I've never bought a microwave since.

Grilled food seems like the opposite of a microwave.
She may have steamed the fish, as mentioned, turning it to heat it evenly.


----------



## lenaitch (Feb 10, 2014)

When I was a kid in the '60 I drove delivery for a restaurant and they had this wondrous machine mounted above the prep table that cooked food without heat. We weren't smart enough to try to figure it out by I remember the owner saying it cost a fortune. I just bought a new one for $170.


----------



## u3b3rg33k (Jul 17, 2018)

I cook stuff in the microwave all the time. i've even used it to rescue underbaked bread. I don't know any other way to cook something from the inside out. Just push "potato". 

I picked up a $100 inverter microwave, never going back to a "regular" one. uses PWM instead of long on/off for power control. means when you set it at half power, it's actually putting out 600W, not 1200W for 5 seconds, then 0W for 5 seconds. great for not blowing up soup and thawing meat without cooking it (so you can grill it). 

There is no more efficient way to put energy directly into food than a microwave.


----------



## CaptTom (Dec 31, 2017)

u3b3rg33k said:


> ...I don't know any other way to cook something from the inside out. Just push "potato"...
> 
> I picked up a $100 inverter microwave, never going back to a "regular" one.


1) I've heard that the "cooks inside out" thing is a myth. The way I heard it, the microwaves don't penetrate to the inside any faster than the outside, so at best it cooks evenly.

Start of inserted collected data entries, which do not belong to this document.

PR #8683, opened 2020-04-08
Add support for LayeredHitSounds skin option

### LINKED ISSUE #8595: skin hitsounds overlap beatmap hitsounds
**Describe the bug: skin hitsounds overlap beatmap the video begins with me trying out this beatmap ( https://osu.ppy.sh/beatmapsets/63089#mania/193128 ) in stable, as you can see in the video, the skin hitsounds wasnt present, only the beatmap ones. then i moved to lazer and try the same map, at the beginning i pressed the keys then the problem appear. i tried another beatmap near the end of the vid and it doesnt have the problem

Video: (sorry for laggy video and loud audio cause my laptop is such a potato) just remove the zip extension
[2020-04-03 16-27-29.mkv.zip](https://github.com/ppy/osu/files/4425879/2020-04-03.16-27-29.mkv.zip)

stable settings:
screenshot052

lazer settings:
osu_2020-04-03_16-32-46

osu!lazer version: commit 4e061ce

Logs: 
[performance-gamethread.update.log](https://github.com/ppy/osu/files/4425919/performance-gamethread.update.log)
[runtime.log](https://github.com/ppy/osu/files/4425920/runtime.log)
[database.log](https://github.com/ppy/osu/files/4425922/database.log)
[performance.log](https://github.com/ppy/osu/files/4425923/performance.log)
[performance-gamethread.audio.log](https://github.com/ppy/osu/files/4425924/performance-gamethread.audio.log)
[performance-gamethread.draw.log](https://github.com/ppy/osu/files/4425925/performance-gamethread.draw.log)
[performance-gamethread.input.log](https://github.com/ppy/osu/files/4425917/performance-gamethread.input.log)

Fire937:
Closes  #8595

The current behaviour of osu!lazer is to add the hitnormal sample on top of the other samples for every single skin/beatmap/ruleset/hitobject, even in osu!mania, that is what causes the issue. Moreover osu!stable uses a LayeredHitSounds skin property that tells osu! whether it should add the hitnormal sample artificially or not based on the skin used (defaults to yes). LayeredHitSounds is also ignored when in osu!mania mode: osu!stable never adds the hitnormal sample artificially in osu!mania mode.

Currently the `LayeredHitSounds` property is included in `LegacySkinConfiguration,` however i am not sure about whether it belongs here or not. Maybe it should be moved to `SkinInfo`.
A ruleset can override the value of `AllowsLayeredHitSounds` in its `ConvertHitObjectParser` to disable the `LayeredHitSounds` property.

- [x] Depends on #8649


frenzibyte (changes requested):

osu.Game/Skinning/LegacySkin.cs
```diff
@@ -304,17 +304,28 @@ public override Texture GetTexture(string componentName)
 
         public override SampleChannel GetSample(ISampleInfo sampleInfo)
         {
-            foreach (var lookup in sampleInfo.LookupNames)
+            var hsi = sampleInfo as HitSampleInfo;
+
+            if (hsi != null && hsi.IsLayered && !Configuration.LayeredHitSounds)
```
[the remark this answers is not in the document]
Fire937: I agree. I changed it.

osu.Game/Skinning/LegacySkin.cs
```diff
@@ -124,6 +124,9 @@ protected override void Dispose(bool isDisposing)
                     {
                         case LegacySkinConfiguration.LegacySetting.Version:
                             return SkinUtils.As<TValue>(new Bindable<decimal>(Configuration.LegacyVersion ?? LegacySkinConfiguration.LATEST_VERSION));
+
+                        case LegacySkinConfiguration.LegacySetting.LayeredHitSounds:
+                            return SkinUtils.As<TValue>(new Bindable<bool>(Configuration.LayeredHitSounds ?? true));
```
iiSaLMaN, line 129: This is actually redundant, to be precise on what you should do, `LegacySkinDecoder` simply takes all lines that're not handled specially as keys and values added to `LegacySkinConfiguration.ConfigDictionary`, so you would only need the enum member `LayeredHitSounds` to retrieve the value from the dictionary with, i.e. remove the property from `LegacySkinConfiguration` and remove the case added in `LegacySkinDecoder`.

Fire937: I see, thank you for your explanation I definitely misunderstood how the `SkinConfiguration` class works. I removed the property from `LegacySkinConfiguration` as you suggested and now access the property by string:
`GetConfig<string, bool>("LayeredHitSounds")`
Is that the proper way to do it?

iiSaLMaN: Almost there! the lookup should've been `LegacySetting.LayeredHitSounds` as the name of the enum member `LayeredHitSounds` will then be converted to a string to use as the lookup key in the dictionary, hence why the lookup type is almost always an enum, that's because it makes life easier :P, we definitely don't want to search what was the name of a config value lookup everytime we want to retrieve one.

osu.Game/Skinning/LegacySkin.cs
```diff
@@ -304,17 +304,28 @@ public override Texture GetTexture(string componentName)
...
         public override SampleChannel GetSample(ISampleInfo sampleInfo)
         {
-            foreach (var lookup in sampleInfo.LookupNames)
+            var hsi = sampleInfo as HitSampleInfo;
+
+            if (hsi != null && hsi.IsLayered && !Configuration.LayeredHitSounds)
+                // The layered hitsample is ignored if the skin disabled LayeredHitSounds
+                return null;
+
+            if (hsi == null || hsi.IsCustom)
```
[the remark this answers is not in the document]
bdach: this should go in the PR this one depends on

osu.Game/Skinning/LegacySkin.cs
Fire937: That's what I thought at first but then in `GetConfig` there is no default case for `LegacySkinConfiguration.LegacySetting` meaning it only tests for `LegacySkinConfiguration.LegacySetting.Version` and breaks, thus returning null when trying to retrieve the `LayeredHitSounds` property.

Maybe the case in `GetConfig` should be kept or a default case that translates the enum to a string could be added. However that would be exactly what the default case does when it is none of the enums that have specific cases thus inducing code redundancy.

iiSaLMaN: sounds like the version case should be:
```csharp
case LegacySkinConfiguration.LegacySetting legacySetting when legacySetting == LegacySkinConfiguration.LegacySetting.Version:
    // retrieve version.
```

osu.Game/Audio/HitSampleInfo.cs
```diff
@@ -37,6 +37,16 @@ public class HitSampleInfo : ISampleInfo
         /// </summary>
         public int Volume { get; set; }
 
+        /// <summary>
+        /// Whether the sample was artificially added or if it was a beatmap specification.
```
bdach, line 41: This xmldoc feels like a mental shortcut (what connection does "layering" have with "artificially adding a sample"? I wouldn't understand what it means without the PR description) I'd say it needs to mention explicitly that `IsLayered` is a normal hitsample layered over the beatmap one.

osu.Game/Skinning/LegacySkin.cs
```diff
@@ -304,17 +304,28 @@ public override Texture GetTexture(string componentName)
 
         public override SampleChannel GetSample(ISampleInfo sampleInfo)
         {
-            foreach (var lookup in sampleInfo.LookupNames)
+            var hsi = sampleInfo as HitSampleInfo;
+
+            if (hsi?.IsLayered == true && GetConfig<string, bool>("LayeredHitSounds")?.Value == false)
+                // The layered hitsample is ignored if the skin disabled LayeredHitSounds
```
bdach, line 304: Kind of a redundant comment.

osu.Game/Rulesets/Objects/Legacy/ConvertHitObjectParser.cs
```diff
@@ -32,6 +32,8 @@ public abstract class ConvertHitObjectParser : HitObjectParser
 
         protected bool FirstObject { get; private set; } = true;
 
+        protected bool AllowsLayeredHitSounds { get; set; } = true;
```
bdach, line 35: Usually we use infinitives for these sorts of flags (so would be `AllowLayeredHitSounds`)

osu.Game/Rulesets/Objects/Legacy/Mania/ConvertHitObjectParser.cs
```diff
@@ -15,6 +15,8 @@ public class ConvertHitObjectParser : Legacy.ConvertHitObjectParser
         public ConvertHitObjectParser(double offset, int formatVersion)
             : base(offset, formatVersion)
         {
+            // LayeredHitSounds is disabled in mania
```
bdach, line 18: Also sort of obvious.

osu.Game/Rulesets/Objects/Legacy/ConvertHitObjectParser.cs
```diff
@@ -349,16 +351,19 @@ private List<HitSampleInfo> convertSoundType(LegacyHitSoundType type, SampleBank
...
+                soundTypes.Add(new LegacyHitSampleInfo
                 {
                     Bank = bankInfo.Normal,
                     Name = HitSampleInfo.HIT_NORMAL,
                     Volume = bankInfo.Volume,
-                    CustomSampleBank = bankInfo.CustomSampleBank
-                }
-            };
+                    CustomSampleBank = bankInfo.CustomSampleBank,
+                    IsLayered = !type.HasFlag(LegacyHitSoundType.Normal)
```
bdach, line 364: I feel like this is backwards. Shouldn't this just use `AllowsLayeredHitSounds`? If both the flag is set and `AllowsLayeredHitSounds` is `true`, won't this wrongly consider the sample non-layered?

bdach (changes requested):
I really dislike how complicated `LegacySkin.GetSample()` is starting to be. I'd say it needs unit tests at the least, and a refactoring on top to decrease complexity if possible.

osu.Game/Audio/HitSampleInfo.cs
Fire937: That's true, what about: Whether the sample is layered over the beatmap ones or not.

osu.Game/Rulesets/Objects/Legacy/ConvertHitObjectParser.cs
Fire937: My bad, i am not extremely familiar yet with the conventions used in this repo. I will change it.

osu.Game/Audio/HitSampleInfo.cs
bdach: I'd go for the very explicit
```suggestion
        /// True if the sample is a <c>hitnormal</c> sample added artificially due to the skin having
        /// the <see cref="osu.Game.Skinning.LegacySkinConfiguration.LegacySetting.LayeredHitSounds"/> option set.
```

But then again adding *that* kind of shows that if possible, `IsLayered` shouldn't really be a flag at all as it is out of place in the general `HitSampleInfo` (it's something that has explicitly to do with legacy skins).

osu.Game/Rulesets/Objects/Legacy/ConvertHitObjectParser.cs
Fire937: The thing is that the beatmap could actually explicitly indicate that the sample to be played (among others) should be hitnormal. In this case, whether `AllowLayeredHitSounds` is `true` or `false` should not affect the fact that the sample is not layered. That means it should always be played even in osu!mania. That's why this problem doesn't appear in other beatmap as they use hitnormal as opposed to this map that uses hitfinish and the others but not hitnormal.
I'm actually concerned about the naming of this flag, maybe `IsForced` would make more sense?

osu.Game/Audio/HitSampleInfo.cs
Fire937: In that regard I was thinking about making the `LegacyHitSampleInfo` class public and including the `IsLayered` property in it. Would that work or is it a bad idea? 
Incidentally `IsCustom` could also be included in it.

osu.Game/Beatmaps/Formats/LegacyDecoder.cs
```diff
@@ -171,6 +171,9 @@ public override HitSampleInfo ApplyTo(HitSampleInfo hitSampleInfo)
                 if (string.IsNullOrEmpty(baseInfo.Suffix) && CustomSampleBank > 1)
                     baseInfo.Suffix = CustomSampleBank.ToString();
 
+                // 0 means osu!'s default hitsounds
+                baseInfo.IsCustom = CustomSampleBank != 0;
+
```
smoogipoo, line 176: Same here, can be removed

osu.Game/Rulesets/Objects/Legacy/ConvertHitObjectParser.cs
```diff
@@ -32,6 +32,8 @@ public abstract class ConvertHitObjectParser : HitObjectParser
 
         protected bool FirstObject { get; private set; } = true;
 
+        protected bool AllowLayeredHitSounds { get; set; } = true;
```
smoogipoo, line 35: This cannot exist in the parser - it should only exist within the legacy skin itself.

The mania override can be done inside `LegacyManiaSkinTransformer`.

That is to say, layered hitsounds should _always_ be added.

osu.Game/Audio/HitSampleInfo.cs
```diff
@@ -37,6 +37,17 @@ public class HitSampleInfo : ISampleInfo
         /// </summary>
         public int Volume { get; set; }
 
+        /// <summary>
+        /// True if the sample is a <c>hitnormal</c> sample added artificially due to the skin having
+        /// the <see cref="osu.Game.Skinning.LegacySkinConfiguration.LegacySetting.LayeredHitSounds"/> option set.
+        /// </summary>
+        public bool IsLayered { get; set; }
```
smoogipoo, line 44: This must only exist within `ConvertHitObjectParser.LegacyHitSampleInfo`.

osu.Game/Rulesets/Objects/Legacy/ConvertHitObjectParser.cs
smoogipoo: With application of the above comments, the outer condition can once again be removed and this can remain here.

osu.Game/Rulesets/Objects/Legacy/Mania/ConvertHitObjectParser.cs
```diff
@@ -15,6 +15,7 @@ public class ConvertHitObjectParser : Legacy.ConvertHitObjectParser
         public ConvertHitObjectParser(double offset, int formatVersion)
             : base(offset, formatVersion)
         {
+            AllowLayeredHitSounds = false;
```
smoogipoo, line 18: See other comments.

osu.Game.Tests/Skins/TestSceneLegacySkin.cs
```diff
@@ -0,0 +1,105 @@
...
+using osu.Game.Tests.Visual;
+using osu.Framework.IO.Stores;
+using osu.Framework.Testing;
+using osu.Framework.Audio;
+using osu.Framework.Audio.Sample;
+
+namespace osu.Game.Tests.Skins
+{
+    [HeadlessTest]
+    public class TestSceneLegacySkin : OsuTestScene
```
smoogipoo, line 20: This testing is inadequate because it doesn't test the result of gameplay loading. You want to add a test to `TestSceneHitObjectSamples`.

I'm fairly certain the implementation in this PR (inside `LegacySkin`) will fail, since `SkinnableSound` will fall back to the default lazer sample store if `null` is returned.

osu.Game/Skinning/LegacySkin.cs
```diff
@@ -311,17 +305,27 @@ public override Texture GetTexture(string componentName)
 
         public override SampleChannel GetSample(ISampleInfo sampleInfo)
         {
-            foreach (var lookup in sampleInfo.LookupNames)
+            var hsi = sampleInfo as HitSampleInfo;
+
+            if (hsi?.IsLayered == true && GetConfig<LegacySkinConfiguration.LegacySetting, bool>(LegacySkinConfiguration.LegacySetting.LayeredHitSounds)?.Value == false)
```
smoogipoo, line 310: This isn't being read from the skin configuration. You need to add a value to the `LegacySetting` switch above.

smoogipoo (changes requested):

peppy:
@Fire937 just looping back – are you intending to apply the remaining review?

Fire937:
@peppy yes I will try and commit in not too long.

bdach:
Seeing that there stlll has been no changes here in a while, I would be looking to supersede this PR over the coming days. I don't usually do that but this one would take too much work to fix up - I would basically have to revert all of the changes here, and even then there are major issues left unaddressed (such as how to make the sample fallback logic stick to a silent sample if layered hit sounds are to be disabled).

Assuming the microwaves may not penetrate that far at all, the opposite would be true. This is also consistent with my experience. Re-heating, for example, a bowl of stew or chili, the middle is cold when the outside is boiling. And for the potato example, perhaps it's the skin that's holding in the steam, cooking it from around the outside, not the inside.

But I must admit this is all hearsay and conjecture. I'd be happy to be corrected.

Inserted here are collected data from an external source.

PR #8687, opened 2020-04-08
Allow DrawableCarouselBeatmapSet to check over its difficulty panels' positions

### LINKED ISSUE #8390: Panels in beatmap carousel don't pop open correctly after scrolling past the end
**Describe the bug:** 
After you scroll past the end of the beatmap carousel, sets directly after sets with many difficulties (like 8+ difficulties it seems) start popping open with incorrect vertical positions for their set panels. 

Expected result: set panel should appear above all its difficulty panels 

Actual result: set panel appears inside or below its difficulty panels

https://youtu.be/Cikc8jMDllM

"[Okaerinasai](https://osu.ppy.sh/beatmapsets/395642)" and "[Sore wa Chiisana Hikari no Youna](https://osu.ppy.sh/beatmapsets/430934)" are the beatmaps effected here because "[MIIRO vs. Ai no Scenario](https://osu.ppy.sh/beatmapsets/325158)" and "[Sakebe](https://osu.ppy.sh/beatmapsets/550344)" both have many difficulties.

**osu!lazer version:**
2020.320.1

### LINKED ISSUE #8391: Panels in beatmap carousel don't pop open correctly after deleting some amount of beatmaps
Probably related to #8390

**Describe the bug:** 
After you delete many (idk how many) beatmaps, sets start popping open with incorrect vertical positions for their difficulty panels.

Expected result:  difficulty panels should appear right below their parent's set panel

Actual result: difficulty panels appear way below their parent set panel, sometimes inside the next set's set panel

Managed to trigger the bug at 1:06 or so https://youtu.be/jVbm1Tvgz0E?t=68

**osu!lazer version:** 
2020.320.1

LittleEndu:
Closes #8390
Closes #8391 

This PR makes it so that the validity of ``DrawableCarouselBeatmap``'s position is checked by their parent ``DrawableCarouselBeatmapSet``. Beatmap's position is considered valid if a) they aren't higher than their parent set panel and b) they aren't lower than their final position in relation to their parent set's panel would be.

Crude drawing of what the logic looks like:
https://i.imgur.com/NVhoLPg.jpg
``■`` is the beatmap set's panel, ``•`` is the difficulty panel, arrows are their expected movement. Blue line is the minimum allowed Y for difficulty panels, orange is the maximum. If any of these are exceeded, they are brought to the line.


osu.Game/Screens/Select/Carousel/DrawableCarouselBeatmapSet.cs
```diff
@@ -111,6 +111,30 @@ private void load(BeatmapManager manager, BeatmapSetOverlay beatmapOverlay)
...
+
+            var i = 0;
+
+            beatmapsToCheck.ForEach(beatmap =>
+            {
+                if (beatmap.Y > Y + DrawHeight + 6 + i * (beatmap.DrawHeight + 5))
+                    beatmap.MoveToY(Y + DrawHeight + 5 + i * (beatmap.DrawHeight + 5)).MoveToY(beatmap.DesiredY, 750, Easing.OutExpo);
+
+                if (beatmap.Y < Y + DrawHeight + 4)
+                    beatmap.MoveToY(Y + DrawHeight + 5).MoveToY(beatmap.DesiredY, 750, Easing.OutExpo);
```
bdach, line 132: Why `> Y + DrawHeight + 6` and `< Y + DrawHeight + 4`? Those look like off-by-ones (I would have expected 5 in both places? Keep in mind it's strict inequality)

osu.Game/Screens/Select/Carousel/DrawableCarouselItem.cs
```diff
@@ -25,6 +25,10 @@ public abstract class DrawableCarouselItem : Container
 
         public override bool IsPresent => base.IsPresent || Item.Visible;
 
+        public bool DrawableIsPresent => base.IsPresent;
```
bdach, line 28: Not a fan of this, it'll be intensely confusing to anyone that stumbles upon it. I'd just rather remove and revert the change that uses this.

osu.Game/Screens/Select/Carousel/DrawableCarouselBeatmapSet.cs
```diff
@@ -111,6 +111,30 @@ private void load(BeatmapManager manager, BeatmapSetOverlay beatmapOverlay)
             };
         }
 
+        private readonly List<DrawableCarouselBeatmap> beatmapsToCheck = new List<DrawableCarouselBeatmap>();
+
+        public void AssureBeatmapPositionValid(DrawableCarouselBeatmap beatmap) => beatmapsToCheck.Add(beatmap);
+
+        public void ClearAssurance() => beatmapsToCheck.Clear();
```
bdach, line 118: If it the beatmap set panels weren't entirely decoupled from the difficulty panels before the introduction of this list, this could have been a `osu.Framework.Caching.Cached` (*not* the DI attribute), but as things stand this list is needed in this current implementation.

bdach (commented):
I'm not sold on correcting the Y positions inside `DrawableCarouselBeatmapSet` looking at this, but I'm not sure doing this in the carousel would be better either.

osu.Game/Screens/Select/Carousel/DrawableCarouselBeatmapSet.cs
LittleEndu: I logged the positions of beatmap panels when they were triggering these checks. They seemed to be needlessly hitting them when these were set to 5 so the off-by-ones are intentionally here.

osu.Game/Screens/Select/Carousel/DrawableCarouselItem.cs
LittleEndu: Yeah, this can be reverted, but then the ``alpha == 0`` should be replaced with ``alpha <= 0.0001f`` as that is what ``IsPresent`` checks.

osu.Game/Screens/Select/Carousel/DrawableCarouselBeatmapSet.cs
bdach: Needlessly how? If it's due to floating point then I'd use something from `Precision` to have a check with tolerance. The way this is currently written looks buggy.

osu.Game/Screens/Select/Carousel/DrawableCarouselBeatmapSet.cs
LittleEndu: I was confused about this when I first read it. The panels actually need to be decoupled and to my knowledge always have been. The logic to remove offscreen panels from the scene graph relies on all the panels being decoupled. Otherwise removing one panel might remove stuff some others rely on. 
So yeah, this can't use caching.

osu.Game/Screens/Select/Carousel/DrawableCarouselBeatmapSet.cs
LittleEndu: I don't think it's due to floating point. I think the easing is just different enough (each panel starts from different position so their velocity will also differ) that the difference between Y positions will just grow larger until it will hit any ``acceptableDifference`` threshold. Debating removing the check altogether if the animation doesn't suffer from it.

LittleEndu:
Closing in favour of #10494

2) Long, unrelated story: The employees in one area kept calling to complain that their network connection was "down." We'd send a technician over, and they never found any problem. Once someone in our (IT) department complained that this always seemed to happen around lunchtime...

You see where this is going. Yes, they'd just bough a new "inverter type" microwave. It turns out the inverter operates at exactly the same frequency as the WiFi network. We swapped them for the microwave in our own break room and solved the problem.

I learned a lot about how to use spectrum analyzers, and about the various properties of different substances to absorb or reflect microwave wavelengths. It took a while to prove to ourselves, and everyone else, that this really was the problem.

I never really noticed a difference with how our "new" inverter microwave worked, but then again, I was only warming up my lunch, never defrosting or cooking a meal.


----------



## Startingover (Apr 18, 2012)

I’d starve without my microwave to fix frozen veggies or reheat things. 

Fish cooks so quickly not sure why microwave needed.


----------



## u3b3rg33k (Jul 17, 2018)

CaptTom said:


> 1) I've heard that the "cooks inside out" thing is a myth. The way I heard it, the microwaves don't penetrate to the inside any faster than the outside, so at best it cooks evenly. Assuming the microwaves may not penetrate that far at all, the opposite would be true. This is also consistent with my experience. Re-heating, for example, a bowl of stew or chili, the middle is cold when the outside is boiling. And for the potato example, perhaps it's the skin that's holding in the steam, cooking it from around the outside, not the inside.


well since it heats water (a bit of a misnomer, but works for the illustration), the outer portion of the loaf is already baked and has a much lower density. so the majority of the energy passes through the baked portion and works on the inside.


----------



## u3b3rg33k (Jul 17, 2018)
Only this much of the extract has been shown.